_Source data_
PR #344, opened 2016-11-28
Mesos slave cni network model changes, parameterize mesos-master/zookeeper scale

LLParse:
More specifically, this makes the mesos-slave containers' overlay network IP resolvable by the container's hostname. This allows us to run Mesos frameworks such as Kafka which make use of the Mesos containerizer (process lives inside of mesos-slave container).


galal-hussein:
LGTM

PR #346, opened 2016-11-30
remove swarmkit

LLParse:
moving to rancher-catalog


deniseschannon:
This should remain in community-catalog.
--
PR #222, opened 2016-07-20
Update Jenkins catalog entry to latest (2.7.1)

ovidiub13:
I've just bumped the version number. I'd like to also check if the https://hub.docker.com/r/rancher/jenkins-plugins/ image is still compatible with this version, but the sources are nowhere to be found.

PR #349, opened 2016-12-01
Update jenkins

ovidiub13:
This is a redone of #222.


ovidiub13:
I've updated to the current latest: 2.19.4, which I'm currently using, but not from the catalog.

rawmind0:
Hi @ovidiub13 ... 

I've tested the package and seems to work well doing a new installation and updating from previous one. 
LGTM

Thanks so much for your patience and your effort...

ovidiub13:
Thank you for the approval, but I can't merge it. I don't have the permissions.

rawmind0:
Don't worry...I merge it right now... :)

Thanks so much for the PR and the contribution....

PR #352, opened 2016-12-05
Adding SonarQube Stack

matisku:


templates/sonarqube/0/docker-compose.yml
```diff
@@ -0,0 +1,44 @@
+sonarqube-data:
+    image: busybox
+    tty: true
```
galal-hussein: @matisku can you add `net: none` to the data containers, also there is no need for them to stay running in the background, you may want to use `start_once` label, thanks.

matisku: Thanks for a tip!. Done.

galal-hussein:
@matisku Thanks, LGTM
==
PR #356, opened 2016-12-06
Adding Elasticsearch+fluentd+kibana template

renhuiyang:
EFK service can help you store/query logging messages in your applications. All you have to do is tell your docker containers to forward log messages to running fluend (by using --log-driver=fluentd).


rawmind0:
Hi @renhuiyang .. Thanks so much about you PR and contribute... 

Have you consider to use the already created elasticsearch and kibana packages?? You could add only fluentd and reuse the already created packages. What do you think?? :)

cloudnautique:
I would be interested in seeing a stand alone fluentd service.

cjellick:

_Work instruction_
Could you restate word for word the lines above from the one containing "This is a redone of #222." through the one containing "Thanks so much for your", both included, and nothing else?

_Response box_
This is a redone of #222.


ovidiub13:
I've updated to the current latest: 2.19.4, which I'm currently using, but not from the catalog.

rawmind0:
Hi @ovidiub13 ... 

I've tested the package and seems to work well doing a new installation and updating from previous one. 
LGTM

Thanks so much for your patience and your effort...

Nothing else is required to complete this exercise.